• About this task: Check every line below for the string "issues", and copy the lines that contain it.

(Collected data entries)
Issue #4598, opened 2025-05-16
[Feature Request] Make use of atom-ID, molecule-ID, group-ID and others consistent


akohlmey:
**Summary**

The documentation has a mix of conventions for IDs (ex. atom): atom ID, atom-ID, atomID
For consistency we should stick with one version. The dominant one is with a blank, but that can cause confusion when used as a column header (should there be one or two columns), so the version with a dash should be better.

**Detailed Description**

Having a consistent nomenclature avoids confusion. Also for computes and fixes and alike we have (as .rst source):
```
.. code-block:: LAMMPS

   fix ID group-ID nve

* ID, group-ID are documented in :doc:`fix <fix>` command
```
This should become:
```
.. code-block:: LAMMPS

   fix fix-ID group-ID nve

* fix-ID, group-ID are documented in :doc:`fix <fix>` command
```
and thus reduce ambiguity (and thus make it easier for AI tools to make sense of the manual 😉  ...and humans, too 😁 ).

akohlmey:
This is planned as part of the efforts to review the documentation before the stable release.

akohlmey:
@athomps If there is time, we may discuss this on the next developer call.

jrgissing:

==

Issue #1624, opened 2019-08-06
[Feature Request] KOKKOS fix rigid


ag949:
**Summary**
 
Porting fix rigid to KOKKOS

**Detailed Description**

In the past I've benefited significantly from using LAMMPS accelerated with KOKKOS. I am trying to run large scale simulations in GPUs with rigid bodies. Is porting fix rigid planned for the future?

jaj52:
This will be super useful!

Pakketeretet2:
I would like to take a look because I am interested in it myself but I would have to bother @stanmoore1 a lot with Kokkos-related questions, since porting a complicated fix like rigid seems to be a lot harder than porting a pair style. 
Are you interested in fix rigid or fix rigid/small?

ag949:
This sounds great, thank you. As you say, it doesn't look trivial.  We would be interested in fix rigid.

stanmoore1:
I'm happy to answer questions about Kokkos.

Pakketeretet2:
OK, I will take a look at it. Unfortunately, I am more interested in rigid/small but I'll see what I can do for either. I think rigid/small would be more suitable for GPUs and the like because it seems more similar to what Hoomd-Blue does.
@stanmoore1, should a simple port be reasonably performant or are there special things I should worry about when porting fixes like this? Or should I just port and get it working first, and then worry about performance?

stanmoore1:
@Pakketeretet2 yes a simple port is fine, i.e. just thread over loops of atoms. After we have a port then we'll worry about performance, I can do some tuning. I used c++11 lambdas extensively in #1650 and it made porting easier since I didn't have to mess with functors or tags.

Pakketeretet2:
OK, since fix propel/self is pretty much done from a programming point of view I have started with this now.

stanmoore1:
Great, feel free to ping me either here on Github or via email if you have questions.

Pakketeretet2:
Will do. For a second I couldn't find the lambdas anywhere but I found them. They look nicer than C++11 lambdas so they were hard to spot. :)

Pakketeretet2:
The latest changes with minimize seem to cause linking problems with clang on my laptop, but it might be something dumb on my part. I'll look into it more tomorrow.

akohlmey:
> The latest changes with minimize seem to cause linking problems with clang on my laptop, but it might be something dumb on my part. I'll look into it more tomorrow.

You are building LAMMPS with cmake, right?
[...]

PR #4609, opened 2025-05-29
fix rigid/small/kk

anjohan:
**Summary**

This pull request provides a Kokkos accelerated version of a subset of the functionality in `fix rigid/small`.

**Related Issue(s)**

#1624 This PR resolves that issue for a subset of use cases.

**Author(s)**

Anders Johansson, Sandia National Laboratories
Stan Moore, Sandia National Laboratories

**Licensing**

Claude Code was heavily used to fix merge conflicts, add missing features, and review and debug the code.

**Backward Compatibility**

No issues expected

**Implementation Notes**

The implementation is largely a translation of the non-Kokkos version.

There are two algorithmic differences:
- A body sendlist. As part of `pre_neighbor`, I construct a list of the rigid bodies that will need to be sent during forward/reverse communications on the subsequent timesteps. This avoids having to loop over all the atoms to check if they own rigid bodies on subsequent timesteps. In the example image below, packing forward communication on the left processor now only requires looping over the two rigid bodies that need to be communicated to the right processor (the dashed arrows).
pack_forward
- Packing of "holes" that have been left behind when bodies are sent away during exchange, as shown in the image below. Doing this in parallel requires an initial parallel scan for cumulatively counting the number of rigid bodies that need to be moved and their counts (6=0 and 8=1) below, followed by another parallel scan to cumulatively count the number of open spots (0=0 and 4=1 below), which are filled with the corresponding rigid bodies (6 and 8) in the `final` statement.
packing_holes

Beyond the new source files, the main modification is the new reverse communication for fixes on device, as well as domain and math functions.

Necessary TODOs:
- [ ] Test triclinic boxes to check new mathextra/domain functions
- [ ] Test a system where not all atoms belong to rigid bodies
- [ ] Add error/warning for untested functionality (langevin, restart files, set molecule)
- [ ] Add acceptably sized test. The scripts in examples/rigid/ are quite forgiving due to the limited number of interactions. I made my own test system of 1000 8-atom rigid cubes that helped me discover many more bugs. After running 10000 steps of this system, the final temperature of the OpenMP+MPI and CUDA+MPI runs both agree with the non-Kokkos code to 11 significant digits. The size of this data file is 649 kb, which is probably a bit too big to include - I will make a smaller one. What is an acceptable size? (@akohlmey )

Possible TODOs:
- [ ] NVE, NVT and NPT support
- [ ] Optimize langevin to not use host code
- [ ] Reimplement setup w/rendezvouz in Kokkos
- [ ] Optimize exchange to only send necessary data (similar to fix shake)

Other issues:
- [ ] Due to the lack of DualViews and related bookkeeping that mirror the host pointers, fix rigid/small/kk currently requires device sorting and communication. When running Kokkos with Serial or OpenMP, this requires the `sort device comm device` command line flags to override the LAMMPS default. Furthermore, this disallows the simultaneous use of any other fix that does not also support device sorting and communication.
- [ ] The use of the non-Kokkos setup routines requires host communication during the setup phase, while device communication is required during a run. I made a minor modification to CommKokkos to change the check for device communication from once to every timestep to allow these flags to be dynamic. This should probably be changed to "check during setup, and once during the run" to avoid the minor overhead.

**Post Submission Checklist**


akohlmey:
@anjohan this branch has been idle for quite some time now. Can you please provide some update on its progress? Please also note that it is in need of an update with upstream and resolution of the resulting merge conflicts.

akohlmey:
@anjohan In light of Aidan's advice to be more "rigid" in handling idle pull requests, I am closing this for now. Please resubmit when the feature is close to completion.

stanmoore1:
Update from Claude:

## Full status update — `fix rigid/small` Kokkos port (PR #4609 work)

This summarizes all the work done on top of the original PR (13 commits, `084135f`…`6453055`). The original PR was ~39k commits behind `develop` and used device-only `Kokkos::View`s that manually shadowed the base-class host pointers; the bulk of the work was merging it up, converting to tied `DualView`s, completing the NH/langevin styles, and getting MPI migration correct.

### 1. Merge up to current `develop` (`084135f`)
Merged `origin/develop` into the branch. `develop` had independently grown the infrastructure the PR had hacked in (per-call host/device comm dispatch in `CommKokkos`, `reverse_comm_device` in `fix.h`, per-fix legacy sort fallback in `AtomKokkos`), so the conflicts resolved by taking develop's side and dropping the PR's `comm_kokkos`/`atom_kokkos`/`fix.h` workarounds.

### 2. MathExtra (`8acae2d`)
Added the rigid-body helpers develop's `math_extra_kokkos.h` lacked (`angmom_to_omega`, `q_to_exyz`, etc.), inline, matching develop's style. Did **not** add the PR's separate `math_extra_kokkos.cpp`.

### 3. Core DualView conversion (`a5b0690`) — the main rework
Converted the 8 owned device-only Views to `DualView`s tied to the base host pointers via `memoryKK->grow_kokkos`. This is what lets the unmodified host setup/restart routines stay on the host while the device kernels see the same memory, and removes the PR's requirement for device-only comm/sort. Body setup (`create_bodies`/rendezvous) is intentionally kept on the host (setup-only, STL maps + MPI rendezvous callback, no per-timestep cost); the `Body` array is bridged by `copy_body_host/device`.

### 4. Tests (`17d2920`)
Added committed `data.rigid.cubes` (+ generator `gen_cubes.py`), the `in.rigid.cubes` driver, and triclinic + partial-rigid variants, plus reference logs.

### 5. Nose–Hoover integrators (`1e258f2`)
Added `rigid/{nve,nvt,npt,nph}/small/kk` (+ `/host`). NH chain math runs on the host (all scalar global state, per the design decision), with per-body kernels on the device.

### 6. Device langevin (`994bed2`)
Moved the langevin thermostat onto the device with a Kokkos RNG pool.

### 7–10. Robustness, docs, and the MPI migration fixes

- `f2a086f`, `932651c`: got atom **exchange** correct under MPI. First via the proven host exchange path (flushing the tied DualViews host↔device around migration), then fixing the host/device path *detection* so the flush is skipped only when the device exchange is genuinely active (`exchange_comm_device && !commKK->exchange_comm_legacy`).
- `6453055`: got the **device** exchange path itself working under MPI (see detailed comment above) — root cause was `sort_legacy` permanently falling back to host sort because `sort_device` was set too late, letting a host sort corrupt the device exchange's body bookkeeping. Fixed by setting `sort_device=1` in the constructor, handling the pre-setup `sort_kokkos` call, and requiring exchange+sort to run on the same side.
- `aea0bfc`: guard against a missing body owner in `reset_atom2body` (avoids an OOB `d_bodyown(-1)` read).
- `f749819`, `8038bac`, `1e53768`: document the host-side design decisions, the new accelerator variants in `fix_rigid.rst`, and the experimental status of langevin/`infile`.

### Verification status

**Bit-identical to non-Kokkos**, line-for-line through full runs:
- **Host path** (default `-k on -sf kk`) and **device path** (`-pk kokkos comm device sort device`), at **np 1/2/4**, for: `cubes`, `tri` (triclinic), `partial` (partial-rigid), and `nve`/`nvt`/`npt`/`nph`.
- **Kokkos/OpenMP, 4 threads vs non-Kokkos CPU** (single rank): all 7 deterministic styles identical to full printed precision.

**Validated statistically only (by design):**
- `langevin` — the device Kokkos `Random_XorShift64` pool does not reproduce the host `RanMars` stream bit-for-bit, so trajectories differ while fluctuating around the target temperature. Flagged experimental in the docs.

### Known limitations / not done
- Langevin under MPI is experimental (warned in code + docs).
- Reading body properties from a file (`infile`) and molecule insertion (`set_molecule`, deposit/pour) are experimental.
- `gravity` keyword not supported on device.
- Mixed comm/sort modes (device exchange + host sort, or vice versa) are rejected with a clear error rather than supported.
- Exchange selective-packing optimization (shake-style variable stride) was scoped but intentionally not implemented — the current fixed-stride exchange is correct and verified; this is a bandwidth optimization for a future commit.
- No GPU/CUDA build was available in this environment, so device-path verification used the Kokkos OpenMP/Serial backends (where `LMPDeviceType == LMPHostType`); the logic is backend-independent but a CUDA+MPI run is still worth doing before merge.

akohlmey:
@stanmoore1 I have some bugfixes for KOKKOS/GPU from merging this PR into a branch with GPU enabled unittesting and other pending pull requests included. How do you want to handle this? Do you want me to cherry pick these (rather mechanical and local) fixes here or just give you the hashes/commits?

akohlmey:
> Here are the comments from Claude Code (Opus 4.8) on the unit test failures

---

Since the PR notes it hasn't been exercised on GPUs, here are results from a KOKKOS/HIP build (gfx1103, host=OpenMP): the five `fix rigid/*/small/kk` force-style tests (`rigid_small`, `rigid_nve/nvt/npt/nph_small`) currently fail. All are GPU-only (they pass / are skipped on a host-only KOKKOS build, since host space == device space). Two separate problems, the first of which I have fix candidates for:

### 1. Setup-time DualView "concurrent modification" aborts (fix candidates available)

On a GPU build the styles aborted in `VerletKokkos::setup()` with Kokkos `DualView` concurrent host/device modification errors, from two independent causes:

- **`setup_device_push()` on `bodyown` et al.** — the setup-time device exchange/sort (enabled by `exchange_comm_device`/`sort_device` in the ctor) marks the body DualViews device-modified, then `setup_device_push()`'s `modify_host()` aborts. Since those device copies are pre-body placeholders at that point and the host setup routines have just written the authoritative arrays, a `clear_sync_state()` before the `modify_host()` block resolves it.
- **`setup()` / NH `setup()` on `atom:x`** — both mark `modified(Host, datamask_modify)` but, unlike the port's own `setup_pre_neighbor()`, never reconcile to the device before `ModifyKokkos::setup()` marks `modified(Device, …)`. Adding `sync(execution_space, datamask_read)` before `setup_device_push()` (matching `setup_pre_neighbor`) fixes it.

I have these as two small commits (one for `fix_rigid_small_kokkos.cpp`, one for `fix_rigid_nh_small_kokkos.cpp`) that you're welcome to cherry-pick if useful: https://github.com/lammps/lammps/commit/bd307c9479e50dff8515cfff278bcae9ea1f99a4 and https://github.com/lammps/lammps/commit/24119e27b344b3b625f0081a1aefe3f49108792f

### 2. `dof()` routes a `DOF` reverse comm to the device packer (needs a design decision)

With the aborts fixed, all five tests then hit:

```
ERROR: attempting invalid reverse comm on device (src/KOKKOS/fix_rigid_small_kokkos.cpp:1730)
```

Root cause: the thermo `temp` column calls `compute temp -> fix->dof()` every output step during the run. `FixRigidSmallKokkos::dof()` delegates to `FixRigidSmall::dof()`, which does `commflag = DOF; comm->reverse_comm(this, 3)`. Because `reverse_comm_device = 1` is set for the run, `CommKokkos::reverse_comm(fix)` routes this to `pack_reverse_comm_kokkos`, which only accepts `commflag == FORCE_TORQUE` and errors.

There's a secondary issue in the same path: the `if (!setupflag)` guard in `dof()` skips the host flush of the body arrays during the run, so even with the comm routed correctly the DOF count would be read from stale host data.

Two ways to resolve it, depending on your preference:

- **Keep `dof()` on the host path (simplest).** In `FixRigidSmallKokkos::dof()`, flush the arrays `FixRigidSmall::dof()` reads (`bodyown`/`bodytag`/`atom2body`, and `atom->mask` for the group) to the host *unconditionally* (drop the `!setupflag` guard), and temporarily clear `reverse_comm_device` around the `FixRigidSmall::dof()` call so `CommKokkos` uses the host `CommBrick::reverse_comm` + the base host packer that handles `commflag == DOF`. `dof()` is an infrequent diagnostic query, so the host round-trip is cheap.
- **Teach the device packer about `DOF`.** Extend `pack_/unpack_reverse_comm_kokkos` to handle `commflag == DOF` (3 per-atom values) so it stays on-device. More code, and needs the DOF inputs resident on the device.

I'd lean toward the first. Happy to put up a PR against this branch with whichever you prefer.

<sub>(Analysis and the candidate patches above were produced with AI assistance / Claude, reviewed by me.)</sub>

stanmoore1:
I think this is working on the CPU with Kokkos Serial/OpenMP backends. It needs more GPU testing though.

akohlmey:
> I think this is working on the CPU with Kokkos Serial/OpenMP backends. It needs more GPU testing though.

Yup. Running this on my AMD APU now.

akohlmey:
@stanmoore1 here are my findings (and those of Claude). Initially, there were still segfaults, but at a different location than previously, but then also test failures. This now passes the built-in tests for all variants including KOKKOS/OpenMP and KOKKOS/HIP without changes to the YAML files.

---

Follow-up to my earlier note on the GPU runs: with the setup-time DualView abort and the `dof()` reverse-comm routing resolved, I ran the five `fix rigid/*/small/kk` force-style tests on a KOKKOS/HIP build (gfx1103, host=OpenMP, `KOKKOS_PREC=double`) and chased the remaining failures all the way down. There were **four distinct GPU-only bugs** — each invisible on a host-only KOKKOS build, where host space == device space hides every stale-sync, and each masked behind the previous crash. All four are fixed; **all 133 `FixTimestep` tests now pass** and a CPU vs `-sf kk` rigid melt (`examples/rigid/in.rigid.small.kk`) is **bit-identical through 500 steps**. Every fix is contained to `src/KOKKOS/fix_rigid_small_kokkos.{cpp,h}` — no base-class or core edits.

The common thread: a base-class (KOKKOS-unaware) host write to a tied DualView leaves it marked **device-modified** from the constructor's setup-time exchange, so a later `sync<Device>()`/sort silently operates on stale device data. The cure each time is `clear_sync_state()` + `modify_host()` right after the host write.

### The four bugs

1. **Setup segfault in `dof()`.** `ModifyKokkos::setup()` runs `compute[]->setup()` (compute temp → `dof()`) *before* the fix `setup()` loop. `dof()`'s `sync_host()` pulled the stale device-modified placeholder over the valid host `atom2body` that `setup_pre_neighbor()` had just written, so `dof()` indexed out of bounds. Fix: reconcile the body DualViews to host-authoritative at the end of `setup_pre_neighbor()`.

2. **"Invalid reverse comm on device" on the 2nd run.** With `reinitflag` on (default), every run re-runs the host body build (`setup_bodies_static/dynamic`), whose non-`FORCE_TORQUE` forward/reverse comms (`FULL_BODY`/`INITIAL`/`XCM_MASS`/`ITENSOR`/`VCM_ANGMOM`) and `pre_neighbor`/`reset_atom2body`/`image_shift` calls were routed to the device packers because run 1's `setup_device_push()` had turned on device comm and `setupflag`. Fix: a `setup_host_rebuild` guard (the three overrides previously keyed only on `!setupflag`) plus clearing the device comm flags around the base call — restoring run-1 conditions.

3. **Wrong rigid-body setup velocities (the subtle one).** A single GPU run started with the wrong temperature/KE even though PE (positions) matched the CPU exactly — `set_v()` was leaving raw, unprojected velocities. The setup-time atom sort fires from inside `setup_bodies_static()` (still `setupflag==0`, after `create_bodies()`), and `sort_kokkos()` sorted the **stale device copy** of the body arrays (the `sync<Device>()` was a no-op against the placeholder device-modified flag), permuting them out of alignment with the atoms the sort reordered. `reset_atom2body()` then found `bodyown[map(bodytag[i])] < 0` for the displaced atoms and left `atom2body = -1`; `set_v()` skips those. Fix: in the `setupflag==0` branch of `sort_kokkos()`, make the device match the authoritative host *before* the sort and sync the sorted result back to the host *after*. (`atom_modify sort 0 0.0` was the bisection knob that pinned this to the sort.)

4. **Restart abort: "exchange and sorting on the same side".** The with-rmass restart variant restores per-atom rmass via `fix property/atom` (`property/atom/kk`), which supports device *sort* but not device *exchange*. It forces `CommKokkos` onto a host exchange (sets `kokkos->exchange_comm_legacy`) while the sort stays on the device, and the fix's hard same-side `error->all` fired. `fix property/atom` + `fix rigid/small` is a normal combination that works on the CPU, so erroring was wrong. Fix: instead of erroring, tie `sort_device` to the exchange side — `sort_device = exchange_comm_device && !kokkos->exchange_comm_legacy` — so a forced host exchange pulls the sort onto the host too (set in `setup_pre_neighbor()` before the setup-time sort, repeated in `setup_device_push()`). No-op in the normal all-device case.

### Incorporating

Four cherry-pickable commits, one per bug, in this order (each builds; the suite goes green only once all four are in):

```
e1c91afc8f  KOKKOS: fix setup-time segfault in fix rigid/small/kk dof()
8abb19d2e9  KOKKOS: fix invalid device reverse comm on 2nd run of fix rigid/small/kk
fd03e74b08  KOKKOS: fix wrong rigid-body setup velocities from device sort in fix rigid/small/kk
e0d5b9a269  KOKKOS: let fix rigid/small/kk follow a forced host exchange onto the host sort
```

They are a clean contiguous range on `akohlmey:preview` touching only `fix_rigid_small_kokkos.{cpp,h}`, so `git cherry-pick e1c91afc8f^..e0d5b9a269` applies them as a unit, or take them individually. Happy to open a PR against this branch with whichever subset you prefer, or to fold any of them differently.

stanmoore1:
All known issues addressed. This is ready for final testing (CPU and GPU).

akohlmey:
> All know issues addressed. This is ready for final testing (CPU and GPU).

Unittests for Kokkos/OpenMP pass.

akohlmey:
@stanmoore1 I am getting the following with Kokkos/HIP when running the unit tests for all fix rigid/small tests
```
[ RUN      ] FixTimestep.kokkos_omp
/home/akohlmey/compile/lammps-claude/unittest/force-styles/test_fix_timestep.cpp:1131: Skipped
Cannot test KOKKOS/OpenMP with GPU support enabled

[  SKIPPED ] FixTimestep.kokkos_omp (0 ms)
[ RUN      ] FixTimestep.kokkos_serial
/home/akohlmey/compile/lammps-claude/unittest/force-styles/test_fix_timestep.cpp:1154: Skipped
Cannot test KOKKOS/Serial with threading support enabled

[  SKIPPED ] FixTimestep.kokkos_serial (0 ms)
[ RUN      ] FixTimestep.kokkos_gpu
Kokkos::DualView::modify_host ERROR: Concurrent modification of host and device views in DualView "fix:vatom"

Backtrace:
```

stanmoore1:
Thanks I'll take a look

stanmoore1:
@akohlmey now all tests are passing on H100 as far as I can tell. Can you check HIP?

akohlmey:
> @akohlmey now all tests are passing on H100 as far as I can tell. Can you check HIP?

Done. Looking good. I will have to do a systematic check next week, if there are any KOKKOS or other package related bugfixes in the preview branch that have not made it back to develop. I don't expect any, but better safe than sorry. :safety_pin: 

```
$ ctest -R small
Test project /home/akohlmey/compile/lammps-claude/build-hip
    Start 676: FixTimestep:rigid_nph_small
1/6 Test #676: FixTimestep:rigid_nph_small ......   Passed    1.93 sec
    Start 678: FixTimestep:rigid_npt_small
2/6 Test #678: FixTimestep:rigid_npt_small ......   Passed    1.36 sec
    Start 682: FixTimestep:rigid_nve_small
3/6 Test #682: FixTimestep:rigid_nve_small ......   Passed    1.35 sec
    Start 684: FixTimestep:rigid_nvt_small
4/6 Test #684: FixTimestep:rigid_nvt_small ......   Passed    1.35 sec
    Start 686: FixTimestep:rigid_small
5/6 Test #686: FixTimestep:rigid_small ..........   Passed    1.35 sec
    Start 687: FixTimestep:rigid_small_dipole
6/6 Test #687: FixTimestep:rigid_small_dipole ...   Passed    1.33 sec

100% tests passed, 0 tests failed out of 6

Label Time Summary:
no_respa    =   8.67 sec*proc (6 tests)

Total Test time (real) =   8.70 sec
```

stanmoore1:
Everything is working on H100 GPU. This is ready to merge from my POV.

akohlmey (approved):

• Output below:
No issues expected
Other issues:
All known issues addressed. This is ready for final testing (CPU and GPU).
> All know issues addressed. This is ready for final testing (CPU and GPU).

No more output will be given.